Stephen Burtch is a hockey Analytics writer for Sportsnet.ca, and Pension Plan Puppets. Follow him on twitter @SteveBurtch
In the push to obtain meaningful data that allows analysts to compare NHL teams early in the season a large amount of effort has been put into focusing upon the ideal situations to use for prediction going forward. Past practice largely saw a focus on comparing possession metrics, such as Fenwick or Corsi, at 5v5 to strip out the obvious effects of power plays and short handed situations on a team’s shot attempt metrics.
As score effects were identified, various analyses posted in 2011 by the late Tore Purdy (aka JLikens of ObjectiveNHL) showed that the predictive power of Corsi and Fenwick in tied and/or close situations exceeded the power of standard 5v5 Corsi and Fenwick that included all score situations. A regular concern raised in the process of this analysis became the small sample sizes that were available at 5v5 tied – particularly for in-season projections. It thus became de rigueur to consider 5v5 “close” situations for analysis. Score Close was identified as when the game score was within one goal in the first two periods and tied in the third period. The idea here was to limit the impacts of the time related nature of score effects – teams tend to push play offensively and sit back defensively – particularly in the third period – as their desperation increases to achieve a tie or protect a lead.

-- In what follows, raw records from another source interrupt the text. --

Issue #679, opened 2026-03-20
fix: replace assert with explicit guard for controller_type narrowing in orchestrator


aitestino:
## Problem

In `nac_test/core/orchestrator.py`, `assert` is used for type narrowing:

```python
assert controller_type is not None
```

`assert` statements are stripped when Python runs with `-O` (optimized mode), which means this guard would silently disappear in production. Using `assert` for control flow or type narrowing in production code is an anti-pattern — it should only be used in tests.

## Proposed Solution

Replace with an explicit guard:

```python
if controller_type is None:
    raise NacTestError("controller_type must not be None at this point")
```

Or use a helper like:

```python
def ensure_not_none(value: T | None, msg: str) -> T:
    if value is None:
        raise NacTestError(msg)
    return value
```

## Context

The logic leading to the attempt to ignore score effects is similar to that which led to the removal of power play or shorthanded time on ice for the sake of comparison. It is an attempt to remove skewed information from the data set we have, and as the logic seemed self explanatory the practice caught on around analytical circles quickly and was rarely questioned or debated, despite the fact that Purdy would provide caveats with his work along the following lines:
“The differences between the values here are small, and we only have three seasons of data. It may very well be that all three variables correlate equally well with goal ratio over the long run. This subject may require further study in the future when more data is available.”
– JLikens, ObjectiveNHL, Feb 16th 2011
If the goal is comparing teams and individual skaters in the most “controlled” and least variable context possible, the restriction to 5v5 close statistics makes a modicum of sense. Although if that is the objective, using 5v5 Tied data makes more sense frankly. Typically though, the main objective of analyzing underlying statistics is to predict and project future outcomes. The perception that analysis of 5v5 score close situations permitted identification of the true underlying skill of a team may well be accurate, but unfortunately the information lost in the process has value and meaning. We are restricting the sample of data we have to a far smaller amount than necessary.
Another method of accounting for score effects was first proposed in April of 2010 by Gabe Desjardins and then analyzed in more detail by Eric Tulsky in January of 2012. Rather than ignoring situations with teams trailing or leading by more than one goal, it was proposed that adjusting the Fenwick percentages in various score states to account for so called “score effects” would allow us to retain the value of the sample of all 5v5 data.
Recently a more comprehensive dissection of score adjustments, venue adjustments, and an accounting for game time impacts on score effects was performed by Micah Blake McCurdy at SensStats.com and Hockey-Graphs.com. This was driven by recent work by Fangda Li that suggested that score effects make very little impact on observed shot differential results prior to the 3rd period, although it should be noted similar work was done previously by Desjardins – back in April of 2010 – though he came to a different conclusion.
In the end it appears that score and venue adjustments at 5v5 capture enough important information that they drastically improve on raw Corsi or Fenwick when it comes to predicting future goals and wins (by approximately 5% around the 20 game mark). Time impact adjustments on the other hand do not seem to add any predictive power, most likely because score effects would be largely collinear with the time effects, thus washing out any added value.
With the added data over the past 7 years of play, McCurdy showed that 5v5 close is actually WORSE than raw 5v5 Corsi or Fenwick when it comes to predicting future outcomes in terms of goals or winning percentage. This would amount to what Purdy was suggesting when he made the point that further study would be worthwhile when more data became available. It appears that 5v5 Close is not necessarily the valuable asset we have long thought.
While the time effects don’t seem to add value for prediction, they do a good job of indicating the issue with 5v5 close, which is summarized succinctly by McCurdy here:
“One of the central flaws in ‘close’ measures is that they ignore the -1/+1 states in the third period, and playing well or playing poorly in these states makes an enormous difference in one’s ability to win. There are many other (smaller) conceptual flaws, but the evidence is clear: ‘close’ possession measures are misguided and must be done away with.”
– Micah Blake McCurdy, Hockey-Graphs.com, Nov. 13th 2014
It is unlikely that 5v5 close will be wiped from the hockey analytics lexicon anytime soon. Multiple sites and end users reference it with regularity, and future research may again shift thought in favour of its use. Whichever way it goes though, the development of an improved array of adjusted measures to account for various contextual factors in our models – rather than methods that subtract useful data – will likely improve our holistic understanding of the game.